Exercise brief — Copy each line of the records that holds the string "adds".

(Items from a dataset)
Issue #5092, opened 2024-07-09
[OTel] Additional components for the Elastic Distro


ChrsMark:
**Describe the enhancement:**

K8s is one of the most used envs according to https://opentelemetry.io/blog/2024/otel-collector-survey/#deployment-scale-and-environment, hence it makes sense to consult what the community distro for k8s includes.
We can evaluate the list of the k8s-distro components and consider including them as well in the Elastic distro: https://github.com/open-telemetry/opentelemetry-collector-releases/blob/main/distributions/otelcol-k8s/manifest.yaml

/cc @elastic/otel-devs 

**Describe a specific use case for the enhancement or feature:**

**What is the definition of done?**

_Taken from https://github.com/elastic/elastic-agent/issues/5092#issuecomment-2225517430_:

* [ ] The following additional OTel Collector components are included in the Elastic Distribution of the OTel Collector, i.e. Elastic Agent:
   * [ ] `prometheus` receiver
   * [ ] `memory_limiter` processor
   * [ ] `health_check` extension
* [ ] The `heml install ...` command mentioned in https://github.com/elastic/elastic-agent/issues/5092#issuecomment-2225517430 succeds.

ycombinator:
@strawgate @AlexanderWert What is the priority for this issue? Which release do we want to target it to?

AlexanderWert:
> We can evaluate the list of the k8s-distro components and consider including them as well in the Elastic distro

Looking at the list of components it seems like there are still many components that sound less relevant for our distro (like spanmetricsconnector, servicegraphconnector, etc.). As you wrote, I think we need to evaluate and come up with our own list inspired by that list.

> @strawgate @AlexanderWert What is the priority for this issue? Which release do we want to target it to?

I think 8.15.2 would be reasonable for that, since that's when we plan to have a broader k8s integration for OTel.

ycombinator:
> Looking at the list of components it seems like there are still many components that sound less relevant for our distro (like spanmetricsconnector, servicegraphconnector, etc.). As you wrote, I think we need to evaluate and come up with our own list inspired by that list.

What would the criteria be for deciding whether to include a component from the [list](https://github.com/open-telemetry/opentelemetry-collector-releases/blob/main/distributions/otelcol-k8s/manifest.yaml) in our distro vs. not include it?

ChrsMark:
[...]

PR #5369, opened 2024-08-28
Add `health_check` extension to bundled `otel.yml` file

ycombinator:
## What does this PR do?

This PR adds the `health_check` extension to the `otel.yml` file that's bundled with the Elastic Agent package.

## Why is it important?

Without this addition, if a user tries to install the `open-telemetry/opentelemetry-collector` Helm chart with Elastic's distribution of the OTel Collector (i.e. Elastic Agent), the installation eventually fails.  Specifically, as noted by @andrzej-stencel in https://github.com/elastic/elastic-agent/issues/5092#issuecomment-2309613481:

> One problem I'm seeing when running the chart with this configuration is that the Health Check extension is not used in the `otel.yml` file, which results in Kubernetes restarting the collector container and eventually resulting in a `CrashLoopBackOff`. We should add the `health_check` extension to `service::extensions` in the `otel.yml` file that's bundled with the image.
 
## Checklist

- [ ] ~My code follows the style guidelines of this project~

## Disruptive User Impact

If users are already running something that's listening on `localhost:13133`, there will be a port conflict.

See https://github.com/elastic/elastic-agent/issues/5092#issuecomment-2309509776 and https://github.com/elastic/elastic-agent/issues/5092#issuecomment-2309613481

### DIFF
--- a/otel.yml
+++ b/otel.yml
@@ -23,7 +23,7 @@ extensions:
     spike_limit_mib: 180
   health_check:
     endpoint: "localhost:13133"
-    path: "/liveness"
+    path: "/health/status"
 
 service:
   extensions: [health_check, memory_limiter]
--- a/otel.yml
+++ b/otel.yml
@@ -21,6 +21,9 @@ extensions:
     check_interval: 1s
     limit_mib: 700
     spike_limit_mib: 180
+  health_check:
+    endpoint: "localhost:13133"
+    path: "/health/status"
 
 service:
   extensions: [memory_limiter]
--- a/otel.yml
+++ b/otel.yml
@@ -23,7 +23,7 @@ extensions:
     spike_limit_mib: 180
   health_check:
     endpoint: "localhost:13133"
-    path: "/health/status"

---

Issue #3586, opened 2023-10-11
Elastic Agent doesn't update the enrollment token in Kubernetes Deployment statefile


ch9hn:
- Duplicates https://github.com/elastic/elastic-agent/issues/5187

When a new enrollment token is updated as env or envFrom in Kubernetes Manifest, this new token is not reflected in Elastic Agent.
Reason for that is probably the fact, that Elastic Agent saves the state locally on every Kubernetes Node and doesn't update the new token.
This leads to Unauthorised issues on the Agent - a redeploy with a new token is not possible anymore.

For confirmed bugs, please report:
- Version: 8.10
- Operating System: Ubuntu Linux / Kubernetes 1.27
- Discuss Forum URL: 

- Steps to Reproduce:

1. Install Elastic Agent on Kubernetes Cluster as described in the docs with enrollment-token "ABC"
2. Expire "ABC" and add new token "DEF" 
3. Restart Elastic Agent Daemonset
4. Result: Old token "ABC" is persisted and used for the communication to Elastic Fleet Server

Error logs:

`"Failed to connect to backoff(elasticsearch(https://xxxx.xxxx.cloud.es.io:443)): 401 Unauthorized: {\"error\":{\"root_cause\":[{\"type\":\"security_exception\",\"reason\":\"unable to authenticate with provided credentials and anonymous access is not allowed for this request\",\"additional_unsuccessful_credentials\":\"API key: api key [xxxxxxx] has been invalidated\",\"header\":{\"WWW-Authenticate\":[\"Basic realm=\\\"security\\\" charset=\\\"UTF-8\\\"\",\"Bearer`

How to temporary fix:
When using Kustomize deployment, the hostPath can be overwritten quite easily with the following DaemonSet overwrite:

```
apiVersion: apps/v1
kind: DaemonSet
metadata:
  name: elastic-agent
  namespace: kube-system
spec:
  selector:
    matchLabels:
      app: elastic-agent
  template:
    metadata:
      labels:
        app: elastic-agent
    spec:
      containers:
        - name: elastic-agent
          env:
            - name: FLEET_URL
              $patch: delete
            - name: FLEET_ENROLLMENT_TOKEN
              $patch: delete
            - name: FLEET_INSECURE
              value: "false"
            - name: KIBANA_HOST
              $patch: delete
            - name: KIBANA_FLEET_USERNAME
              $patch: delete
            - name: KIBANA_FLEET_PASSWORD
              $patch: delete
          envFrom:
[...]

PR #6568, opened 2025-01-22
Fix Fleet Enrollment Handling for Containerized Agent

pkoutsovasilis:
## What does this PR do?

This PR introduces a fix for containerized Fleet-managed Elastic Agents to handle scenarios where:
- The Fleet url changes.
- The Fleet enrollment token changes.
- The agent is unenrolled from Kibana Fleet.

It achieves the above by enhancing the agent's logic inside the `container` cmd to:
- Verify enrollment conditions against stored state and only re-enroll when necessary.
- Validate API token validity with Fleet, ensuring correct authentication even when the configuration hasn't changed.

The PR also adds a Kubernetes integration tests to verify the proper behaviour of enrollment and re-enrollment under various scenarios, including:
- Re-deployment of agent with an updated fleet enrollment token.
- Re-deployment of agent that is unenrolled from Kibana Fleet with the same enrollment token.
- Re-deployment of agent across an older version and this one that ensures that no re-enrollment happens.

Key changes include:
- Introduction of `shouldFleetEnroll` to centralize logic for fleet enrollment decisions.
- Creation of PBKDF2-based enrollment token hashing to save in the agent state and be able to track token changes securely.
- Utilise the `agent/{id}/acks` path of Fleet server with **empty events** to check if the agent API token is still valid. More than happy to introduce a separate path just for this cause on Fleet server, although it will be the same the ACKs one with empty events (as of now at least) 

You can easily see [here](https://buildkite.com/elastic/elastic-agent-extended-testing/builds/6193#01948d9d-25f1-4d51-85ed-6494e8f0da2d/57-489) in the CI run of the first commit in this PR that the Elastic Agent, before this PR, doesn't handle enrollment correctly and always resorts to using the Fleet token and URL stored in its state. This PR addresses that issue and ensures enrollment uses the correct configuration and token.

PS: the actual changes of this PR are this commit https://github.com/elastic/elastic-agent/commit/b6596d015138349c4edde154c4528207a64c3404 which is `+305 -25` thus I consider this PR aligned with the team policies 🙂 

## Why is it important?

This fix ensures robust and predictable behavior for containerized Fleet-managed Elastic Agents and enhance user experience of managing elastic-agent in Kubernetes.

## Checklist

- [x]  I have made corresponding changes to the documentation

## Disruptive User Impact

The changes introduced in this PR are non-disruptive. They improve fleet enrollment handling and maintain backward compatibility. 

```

...

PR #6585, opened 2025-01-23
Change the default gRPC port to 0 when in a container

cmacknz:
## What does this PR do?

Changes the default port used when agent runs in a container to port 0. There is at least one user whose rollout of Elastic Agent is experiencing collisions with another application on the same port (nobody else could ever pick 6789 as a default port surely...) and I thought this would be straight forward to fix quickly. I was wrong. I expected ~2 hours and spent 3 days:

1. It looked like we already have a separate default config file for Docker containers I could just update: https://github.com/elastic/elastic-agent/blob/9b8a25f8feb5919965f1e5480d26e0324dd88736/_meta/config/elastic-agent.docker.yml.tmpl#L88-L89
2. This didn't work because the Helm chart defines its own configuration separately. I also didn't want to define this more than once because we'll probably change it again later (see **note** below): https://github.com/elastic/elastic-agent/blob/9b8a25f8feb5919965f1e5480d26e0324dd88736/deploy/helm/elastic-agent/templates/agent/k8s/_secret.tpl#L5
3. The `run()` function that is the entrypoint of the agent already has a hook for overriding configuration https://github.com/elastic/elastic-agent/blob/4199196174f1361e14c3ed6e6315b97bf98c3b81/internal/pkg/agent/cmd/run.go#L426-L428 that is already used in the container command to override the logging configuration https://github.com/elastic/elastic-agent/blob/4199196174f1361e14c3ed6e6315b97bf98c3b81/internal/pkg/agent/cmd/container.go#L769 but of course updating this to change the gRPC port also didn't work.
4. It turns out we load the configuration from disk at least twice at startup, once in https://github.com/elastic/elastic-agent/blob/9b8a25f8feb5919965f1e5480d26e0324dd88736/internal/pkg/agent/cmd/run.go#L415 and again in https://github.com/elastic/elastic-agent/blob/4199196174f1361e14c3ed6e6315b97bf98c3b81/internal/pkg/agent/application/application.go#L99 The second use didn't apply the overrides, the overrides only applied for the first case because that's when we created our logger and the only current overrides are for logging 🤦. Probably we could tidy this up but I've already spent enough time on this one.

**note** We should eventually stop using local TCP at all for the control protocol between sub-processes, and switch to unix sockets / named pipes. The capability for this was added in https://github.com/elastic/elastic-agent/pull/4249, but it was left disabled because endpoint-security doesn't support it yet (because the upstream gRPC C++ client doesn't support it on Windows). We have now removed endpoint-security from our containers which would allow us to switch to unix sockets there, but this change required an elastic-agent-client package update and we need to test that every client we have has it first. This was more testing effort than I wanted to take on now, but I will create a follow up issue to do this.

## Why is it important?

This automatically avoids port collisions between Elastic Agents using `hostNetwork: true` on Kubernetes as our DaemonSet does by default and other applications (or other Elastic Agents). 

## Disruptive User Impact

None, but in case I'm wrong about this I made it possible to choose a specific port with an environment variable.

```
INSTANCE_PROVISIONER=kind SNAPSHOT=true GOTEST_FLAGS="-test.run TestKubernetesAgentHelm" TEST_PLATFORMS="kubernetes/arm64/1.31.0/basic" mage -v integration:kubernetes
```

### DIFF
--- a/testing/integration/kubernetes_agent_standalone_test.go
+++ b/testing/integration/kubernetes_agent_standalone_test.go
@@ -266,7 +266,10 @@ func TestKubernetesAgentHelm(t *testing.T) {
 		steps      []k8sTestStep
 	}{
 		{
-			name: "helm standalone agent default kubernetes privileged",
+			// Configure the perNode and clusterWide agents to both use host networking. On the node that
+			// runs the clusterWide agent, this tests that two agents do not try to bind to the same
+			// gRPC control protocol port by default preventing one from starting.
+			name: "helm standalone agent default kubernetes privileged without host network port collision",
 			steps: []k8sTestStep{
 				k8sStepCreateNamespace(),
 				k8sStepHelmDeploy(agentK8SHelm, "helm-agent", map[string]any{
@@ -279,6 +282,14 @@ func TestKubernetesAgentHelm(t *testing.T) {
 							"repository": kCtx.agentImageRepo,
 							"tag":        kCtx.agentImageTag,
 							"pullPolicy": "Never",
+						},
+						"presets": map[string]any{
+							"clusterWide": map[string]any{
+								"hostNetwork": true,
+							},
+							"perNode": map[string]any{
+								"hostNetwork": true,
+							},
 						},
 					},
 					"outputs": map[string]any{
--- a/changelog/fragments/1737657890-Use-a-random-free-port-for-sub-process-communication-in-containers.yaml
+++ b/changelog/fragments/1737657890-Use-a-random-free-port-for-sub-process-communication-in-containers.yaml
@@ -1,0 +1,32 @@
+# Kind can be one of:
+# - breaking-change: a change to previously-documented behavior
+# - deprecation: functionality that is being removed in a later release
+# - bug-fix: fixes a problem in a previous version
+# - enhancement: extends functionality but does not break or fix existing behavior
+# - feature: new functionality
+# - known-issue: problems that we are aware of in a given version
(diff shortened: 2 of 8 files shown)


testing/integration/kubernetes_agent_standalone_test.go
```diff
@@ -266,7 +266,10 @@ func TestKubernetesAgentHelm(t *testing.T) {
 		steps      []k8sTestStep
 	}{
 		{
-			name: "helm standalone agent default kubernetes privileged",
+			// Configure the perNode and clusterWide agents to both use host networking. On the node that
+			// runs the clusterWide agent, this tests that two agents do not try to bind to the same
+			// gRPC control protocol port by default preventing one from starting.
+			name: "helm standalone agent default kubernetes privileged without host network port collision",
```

Solved exercise —
This PR adds the `health_check` extension to the `otel.yml` file that's bundled with the Elastic Agent package.
The PR also adds a Kubernetes integration tests to verify the proper behaviour of enrollment and re-enrollment under various scenarios, including:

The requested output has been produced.